◆ **Exercise objective**:
Please copy each line in the records below that contains the string "applications".
***** Information provided
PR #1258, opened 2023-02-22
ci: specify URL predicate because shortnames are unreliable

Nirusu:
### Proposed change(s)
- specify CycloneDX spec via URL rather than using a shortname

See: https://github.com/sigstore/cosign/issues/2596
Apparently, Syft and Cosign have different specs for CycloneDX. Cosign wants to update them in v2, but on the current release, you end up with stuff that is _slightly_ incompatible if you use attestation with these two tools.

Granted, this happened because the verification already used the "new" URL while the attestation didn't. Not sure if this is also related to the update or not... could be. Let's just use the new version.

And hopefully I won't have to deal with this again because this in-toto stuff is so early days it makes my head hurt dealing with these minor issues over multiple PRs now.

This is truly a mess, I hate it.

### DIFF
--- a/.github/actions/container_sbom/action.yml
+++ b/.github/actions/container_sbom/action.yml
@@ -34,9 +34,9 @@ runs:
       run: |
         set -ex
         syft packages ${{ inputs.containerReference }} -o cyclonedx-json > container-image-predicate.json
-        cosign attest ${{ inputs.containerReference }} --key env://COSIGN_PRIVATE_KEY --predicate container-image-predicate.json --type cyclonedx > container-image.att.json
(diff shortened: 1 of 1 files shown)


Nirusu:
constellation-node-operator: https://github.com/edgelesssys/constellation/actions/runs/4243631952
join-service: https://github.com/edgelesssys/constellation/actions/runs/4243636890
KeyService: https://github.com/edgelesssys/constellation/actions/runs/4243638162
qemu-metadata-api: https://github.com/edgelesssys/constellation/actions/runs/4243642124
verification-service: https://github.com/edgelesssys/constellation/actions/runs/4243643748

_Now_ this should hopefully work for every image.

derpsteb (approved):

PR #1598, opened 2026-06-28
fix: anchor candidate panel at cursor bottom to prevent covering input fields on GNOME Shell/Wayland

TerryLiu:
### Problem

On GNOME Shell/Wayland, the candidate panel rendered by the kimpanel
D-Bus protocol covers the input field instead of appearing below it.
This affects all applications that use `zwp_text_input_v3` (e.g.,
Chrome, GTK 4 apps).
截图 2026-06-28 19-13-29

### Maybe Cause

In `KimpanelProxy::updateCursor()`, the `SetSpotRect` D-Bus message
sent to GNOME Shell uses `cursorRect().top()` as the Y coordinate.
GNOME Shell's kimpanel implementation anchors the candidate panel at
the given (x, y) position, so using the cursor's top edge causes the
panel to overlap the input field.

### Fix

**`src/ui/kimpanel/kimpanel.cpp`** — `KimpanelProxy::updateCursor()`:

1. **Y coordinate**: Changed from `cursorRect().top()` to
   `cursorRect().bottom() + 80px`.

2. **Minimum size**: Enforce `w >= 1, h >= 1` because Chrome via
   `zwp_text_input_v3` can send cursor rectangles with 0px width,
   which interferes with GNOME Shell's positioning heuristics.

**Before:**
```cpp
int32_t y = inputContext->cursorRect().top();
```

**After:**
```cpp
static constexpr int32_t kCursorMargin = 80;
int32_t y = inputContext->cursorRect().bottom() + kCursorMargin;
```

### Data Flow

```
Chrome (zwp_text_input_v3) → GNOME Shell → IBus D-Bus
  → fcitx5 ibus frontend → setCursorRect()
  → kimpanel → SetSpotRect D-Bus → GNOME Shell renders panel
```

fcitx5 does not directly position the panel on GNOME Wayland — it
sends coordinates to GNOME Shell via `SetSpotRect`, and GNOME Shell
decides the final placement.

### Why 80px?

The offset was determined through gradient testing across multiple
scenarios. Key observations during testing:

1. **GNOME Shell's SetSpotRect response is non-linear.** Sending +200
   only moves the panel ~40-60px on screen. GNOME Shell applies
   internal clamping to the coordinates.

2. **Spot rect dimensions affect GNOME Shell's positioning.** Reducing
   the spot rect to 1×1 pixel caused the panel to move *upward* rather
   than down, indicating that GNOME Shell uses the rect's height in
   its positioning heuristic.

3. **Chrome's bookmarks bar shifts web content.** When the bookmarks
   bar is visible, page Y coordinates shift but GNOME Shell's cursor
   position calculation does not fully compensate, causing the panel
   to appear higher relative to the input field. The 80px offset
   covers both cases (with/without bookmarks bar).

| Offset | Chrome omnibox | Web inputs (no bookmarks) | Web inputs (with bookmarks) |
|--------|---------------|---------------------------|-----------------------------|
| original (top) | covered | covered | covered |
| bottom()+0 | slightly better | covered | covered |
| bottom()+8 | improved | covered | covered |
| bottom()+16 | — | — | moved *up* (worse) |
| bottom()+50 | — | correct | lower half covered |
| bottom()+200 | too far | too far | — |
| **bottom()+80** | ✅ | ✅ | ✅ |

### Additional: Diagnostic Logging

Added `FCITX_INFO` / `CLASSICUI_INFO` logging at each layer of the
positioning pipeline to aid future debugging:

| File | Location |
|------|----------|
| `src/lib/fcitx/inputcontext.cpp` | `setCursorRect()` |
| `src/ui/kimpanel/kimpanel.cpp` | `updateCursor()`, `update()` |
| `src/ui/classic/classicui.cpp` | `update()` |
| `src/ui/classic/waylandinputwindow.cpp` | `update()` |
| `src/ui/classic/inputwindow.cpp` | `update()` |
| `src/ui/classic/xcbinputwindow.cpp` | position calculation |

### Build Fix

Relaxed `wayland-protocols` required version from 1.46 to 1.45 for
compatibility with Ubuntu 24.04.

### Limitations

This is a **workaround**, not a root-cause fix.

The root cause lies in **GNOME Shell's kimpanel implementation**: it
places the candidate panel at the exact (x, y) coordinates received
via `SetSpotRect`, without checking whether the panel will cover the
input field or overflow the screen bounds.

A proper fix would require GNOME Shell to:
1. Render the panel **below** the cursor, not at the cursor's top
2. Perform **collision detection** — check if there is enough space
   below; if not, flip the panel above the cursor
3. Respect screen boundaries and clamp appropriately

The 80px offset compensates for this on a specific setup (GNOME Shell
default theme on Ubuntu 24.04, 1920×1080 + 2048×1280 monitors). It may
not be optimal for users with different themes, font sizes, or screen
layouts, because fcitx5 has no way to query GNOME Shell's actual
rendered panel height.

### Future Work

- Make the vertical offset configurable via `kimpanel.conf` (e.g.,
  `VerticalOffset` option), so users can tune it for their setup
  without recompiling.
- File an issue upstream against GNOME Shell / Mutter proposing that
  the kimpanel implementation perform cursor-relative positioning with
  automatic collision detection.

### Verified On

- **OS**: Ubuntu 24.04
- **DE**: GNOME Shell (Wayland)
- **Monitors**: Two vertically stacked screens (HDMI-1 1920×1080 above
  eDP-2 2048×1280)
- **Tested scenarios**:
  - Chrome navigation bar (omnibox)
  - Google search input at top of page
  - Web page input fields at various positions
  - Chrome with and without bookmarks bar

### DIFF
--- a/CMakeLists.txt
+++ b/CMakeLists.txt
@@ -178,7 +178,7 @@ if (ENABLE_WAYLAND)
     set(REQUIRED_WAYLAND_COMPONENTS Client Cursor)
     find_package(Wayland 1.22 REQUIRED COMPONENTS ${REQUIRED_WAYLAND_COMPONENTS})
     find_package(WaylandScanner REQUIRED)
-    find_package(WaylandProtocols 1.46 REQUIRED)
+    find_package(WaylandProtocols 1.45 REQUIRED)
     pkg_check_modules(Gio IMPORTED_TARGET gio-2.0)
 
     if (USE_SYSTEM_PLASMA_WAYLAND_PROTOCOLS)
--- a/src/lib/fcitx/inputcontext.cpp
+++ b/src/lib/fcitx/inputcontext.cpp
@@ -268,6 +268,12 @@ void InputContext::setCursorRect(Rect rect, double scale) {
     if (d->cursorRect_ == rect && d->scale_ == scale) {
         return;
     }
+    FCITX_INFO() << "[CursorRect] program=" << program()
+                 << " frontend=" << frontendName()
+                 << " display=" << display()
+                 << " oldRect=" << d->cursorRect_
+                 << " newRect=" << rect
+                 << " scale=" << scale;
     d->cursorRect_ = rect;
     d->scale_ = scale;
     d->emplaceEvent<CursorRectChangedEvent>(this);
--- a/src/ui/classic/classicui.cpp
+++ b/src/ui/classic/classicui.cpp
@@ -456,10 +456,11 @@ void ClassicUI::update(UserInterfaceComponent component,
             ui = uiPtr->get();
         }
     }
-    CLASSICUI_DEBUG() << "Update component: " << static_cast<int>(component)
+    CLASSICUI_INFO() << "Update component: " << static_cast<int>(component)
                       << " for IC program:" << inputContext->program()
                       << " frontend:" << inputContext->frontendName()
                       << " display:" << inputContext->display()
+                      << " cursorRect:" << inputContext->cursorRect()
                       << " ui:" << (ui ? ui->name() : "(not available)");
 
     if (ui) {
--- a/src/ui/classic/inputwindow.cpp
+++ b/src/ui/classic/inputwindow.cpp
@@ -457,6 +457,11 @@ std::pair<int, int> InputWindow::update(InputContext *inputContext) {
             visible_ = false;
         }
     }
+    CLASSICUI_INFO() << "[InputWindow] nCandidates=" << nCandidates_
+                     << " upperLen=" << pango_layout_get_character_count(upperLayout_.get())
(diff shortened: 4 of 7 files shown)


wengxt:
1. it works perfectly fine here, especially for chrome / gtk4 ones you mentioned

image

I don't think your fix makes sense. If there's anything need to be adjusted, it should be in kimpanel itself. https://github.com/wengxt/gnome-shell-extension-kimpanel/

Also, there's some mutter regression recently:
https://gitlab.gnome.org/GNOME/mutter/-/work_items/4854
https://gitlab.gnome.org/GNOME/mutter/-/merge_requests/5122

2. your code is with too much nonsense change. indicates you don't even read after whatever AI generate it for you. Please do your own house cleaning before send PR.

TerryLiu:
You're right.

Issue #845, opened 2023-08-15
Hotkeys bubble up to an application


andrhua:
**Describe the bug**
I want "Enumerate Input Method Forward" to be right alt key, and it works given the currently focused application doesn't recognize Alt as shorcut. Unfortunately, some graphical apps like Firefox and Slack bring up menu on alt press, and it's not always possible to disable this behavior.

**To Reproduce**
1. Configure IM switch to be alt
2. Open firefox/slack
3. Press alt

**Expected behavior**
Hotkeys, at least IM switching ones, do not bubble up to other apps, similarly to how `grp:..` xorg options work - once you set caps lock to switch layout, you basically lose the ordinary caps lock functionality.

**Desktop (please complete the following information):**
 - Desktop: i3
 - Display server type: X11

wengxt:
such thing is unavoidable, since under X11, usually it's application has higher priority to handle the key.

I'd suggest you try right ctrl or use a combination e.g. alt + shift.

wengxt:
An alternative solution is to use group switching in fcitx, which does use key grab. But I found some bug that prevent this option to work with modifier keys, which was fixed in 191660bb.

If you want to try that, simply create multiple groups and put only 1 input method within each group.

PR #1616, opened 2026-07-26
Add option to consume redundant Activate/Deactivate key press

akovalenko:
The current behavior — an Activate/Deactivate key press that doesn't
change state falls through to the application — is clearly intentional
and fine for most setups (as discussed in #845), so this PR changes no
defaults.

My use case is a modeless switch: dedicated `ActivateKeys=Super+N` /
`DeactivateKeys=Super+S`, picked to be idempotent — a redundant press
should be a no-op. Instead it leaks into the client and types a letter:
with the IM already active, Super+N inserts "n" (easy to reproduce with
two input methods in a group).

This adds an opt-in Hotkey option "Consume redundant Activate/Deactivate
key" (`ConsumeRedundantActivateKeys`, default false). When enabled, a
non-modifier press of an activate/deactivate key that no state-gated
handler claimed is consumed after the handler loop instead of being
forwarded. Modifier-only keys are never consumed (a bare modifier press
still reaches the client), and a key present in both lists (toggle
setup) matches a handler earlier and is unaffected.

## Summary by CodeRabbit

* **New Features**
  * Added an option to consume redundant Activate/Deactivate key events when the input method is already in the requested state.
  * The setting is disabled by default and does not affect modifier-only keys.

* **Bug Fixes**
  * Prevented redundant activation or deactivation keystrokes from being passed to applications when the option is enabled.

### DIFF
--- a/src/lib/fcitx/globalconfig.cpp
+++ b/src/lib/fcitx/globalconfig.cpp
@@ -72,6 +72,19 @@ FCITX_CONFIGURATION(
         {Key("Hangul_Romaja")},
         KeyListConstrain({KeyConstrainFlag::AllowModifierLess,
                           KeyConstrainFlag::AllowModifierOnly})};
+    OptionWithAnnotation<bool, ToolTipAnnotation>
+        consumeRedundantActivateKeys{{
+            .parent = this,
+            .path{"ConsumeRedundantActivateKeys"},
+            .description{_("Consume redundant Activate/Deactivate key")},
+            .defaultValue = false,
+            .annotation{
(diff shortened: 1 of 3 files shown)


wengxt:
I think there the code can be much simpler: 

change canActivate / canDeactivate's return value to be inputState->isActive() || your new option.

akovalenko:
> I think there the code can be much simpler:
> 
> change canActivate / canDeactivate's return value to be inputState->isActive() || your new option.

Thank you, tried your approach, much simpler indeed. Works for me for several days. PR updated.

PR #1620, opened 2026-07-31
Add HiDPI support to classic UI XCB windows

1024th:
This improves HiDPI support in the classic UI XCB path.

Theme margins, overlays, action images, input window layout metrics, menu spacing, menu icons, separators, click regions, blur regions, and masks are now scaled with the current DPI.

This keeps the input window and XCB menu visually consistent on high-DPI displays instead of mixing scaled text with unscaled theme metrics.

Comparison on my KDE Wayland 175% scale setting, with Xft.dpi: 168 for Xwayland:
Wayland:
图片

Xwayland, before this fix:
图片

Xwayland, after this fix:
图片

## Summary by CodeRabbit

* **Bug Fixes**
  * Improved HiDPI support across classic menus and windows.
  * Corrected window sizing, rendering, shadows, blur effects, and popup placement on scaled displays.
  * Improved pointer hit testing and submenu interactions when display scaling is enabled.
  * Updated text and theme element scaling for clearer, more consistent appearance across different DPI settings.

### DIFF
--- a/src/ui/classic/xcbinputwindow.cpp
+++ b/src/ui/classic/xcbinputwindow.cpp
**********
◆ **Reply to the task**:
This affects all applications that use `zwp_text_input_v3` (e.g.,
  * Prevented redundant activation or deactivation keystrokes from being passed to applications when the option is enabled.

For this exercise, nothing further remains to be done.